## TO DO
From the entries below, copy each line in which the word "with" occurs.

──────── RECORDS FOR THIS EXERCISE ────────

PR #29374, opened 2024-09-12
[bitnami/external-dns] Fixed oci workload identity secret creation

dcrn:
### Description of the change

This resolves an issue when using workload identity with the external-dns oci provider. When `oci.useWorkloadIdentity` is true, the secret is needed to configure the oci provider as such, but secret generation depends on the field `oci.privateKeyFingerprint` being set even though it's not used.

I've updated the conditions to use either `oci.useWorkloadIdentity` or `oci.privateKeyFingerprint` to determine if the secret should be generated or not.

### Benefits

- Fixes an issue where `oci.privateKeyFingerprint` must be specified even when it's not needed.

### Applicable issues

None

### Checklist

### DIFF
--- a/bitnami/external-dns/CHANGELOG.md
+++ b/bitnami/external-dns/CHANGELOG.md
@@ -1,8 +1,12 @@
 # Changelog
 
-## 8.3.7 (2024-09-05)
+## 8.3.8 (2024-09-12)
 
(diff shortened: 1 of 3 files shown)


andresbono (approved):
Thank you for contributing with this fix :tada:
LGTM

────────

## RESULT OF THE EXERCISE
This resolves an issue when using workload identity with the external-dns oci provider. When `oci.useWorkloadIdentity` is true, the secret is needed to configure the oci provider as such, but secret generation depends on the field `oci.privateKeyFingerprint` being set even though it's not used.
Thank you for contributing with this fix :tada:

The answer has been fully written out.